▸ WORK ORDER: Starting with the first line and ending with the last, transcribe the data exactly.

Dataset records
Issue #5166, opened 2025-09-10
Individual Exception Approval


Joshua-Lakusta:
## User story

As a ministry user I want to be able to approve exceptions individually and write an comment/message to the student within the exceptions approval ui. Currently, the Exceptions Ministry Approval UI forces ministry users to approve or deny all exceptions in a batch which does not align well with the new do not repeat approved exceptions functionality.

## Acceptance Criteria

- [x] Update UI so that Ministry users can approve/deny each exception individually.
- [x] Radio button for approve or deny for each exception
- [x] One Internal Ministry Note per submission (not per decision we still only need the one note section)
- [x] Will need to make a submit button on the bottom of the exceptions decision page that will validate all exceptions have a decision and the ministry user can only finalize request once all exceptions have a decision.
- [x] In order for the application to proceed all exceptions must have an approved status.
- [x] Process to check for previously approved exceptions must be adapted to check each individual approvals instead of the overall approval

dheepak-aot:
@ninosamson as per our discussion during the implementation, the BC public institutions can view the the individual exception status i.e. the `Approved | Declined` status on each individual exception in the institution portal view of application exceptions. @Joshua-Lakusta FYI.

<img width="864" src="https://api.zenhub.com/attachedFiles/eyJfcmFpbHMiOnsibWVzc2FnZSI6IkJBaHBBenE5Q3c9PSIsImV4cCI6bnVsbCwicHVyIjoiYmxvYl9pZCJ9fQ==--32505df7e537834d7f4a7a7a8c3ff7be82ae2976/image.png" alt="image.png" />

▸ FINAL ANSWER:
Issue #5166, opened 2025-09-10
Individual Exception Approval


Joshua-Lakusta:
## User story

As a ministry user I want to be able to approve exceptions individually and write an comment/message to the student within the exceptions approval ui. Currently, the Exceptions Ministry Approval UI forces ministry users to approve or deny all exceptions in a batch which does not align well with the new do not repeat approved exceptions functionality.

## Acceptance Criteria

- [x] Update UI so that Ministry users can approve/deny each exception individually.
- [x] Radio button for approve or deny for each exception
- [x] One Internal Ministry Note per submission (not per decision we still only need the one note section)
- [x] Will need to make a submit button on the bottom of the exceptions decision page that will validate all exceptions have a decision and the ministry user can only finalize request once all exceptions have a decision.
- [x] In order for the application to proceed all exceptions must have an approved status.
- [x] Process to check for previously approved exceptions must be adapted to check each individual approvals instead of the overall approval

dheepak-aot:
@ninosamson as per our discussion during the implementation, the BC public institutions can view the the individual exception status i.e. the `Approved | Declined` status on each individual exception in the institution portal view of application exceptions. @Joshua-Lakusta FYI.

<img width="864" src="https://api.zenhub.com/attachedFiles/eyJfcmFpbHMiOnsibWVzc2FnZSI6IkJBaHBBenE5Q3c9PSIsImV4cCI6bnVsbCwicHVyIjoiYmxvYl9pZCJ9fQ==--32505df7e537834d7f4a7a7a8c3ff7be82ae2976/image.png" alt="image.png" />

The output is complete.